## Aim of the task
Down to the last line, set the entries down again exactly.

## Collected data
______
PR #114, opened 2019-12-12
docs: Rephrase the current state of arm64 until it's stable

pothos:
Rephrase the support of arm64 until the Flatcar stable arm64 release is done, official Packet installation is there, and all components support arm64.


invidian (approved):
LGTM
______
## The answer
PR #114, opened 2019-12-12
docs: Rephrase the current state of arm64 until it's stable

pothos:
Rephrase the support of arm64 until the Flatcar stable arm64 release is done, official Packet installation is there, and all components support arm64.


invidian (approved):
LGTM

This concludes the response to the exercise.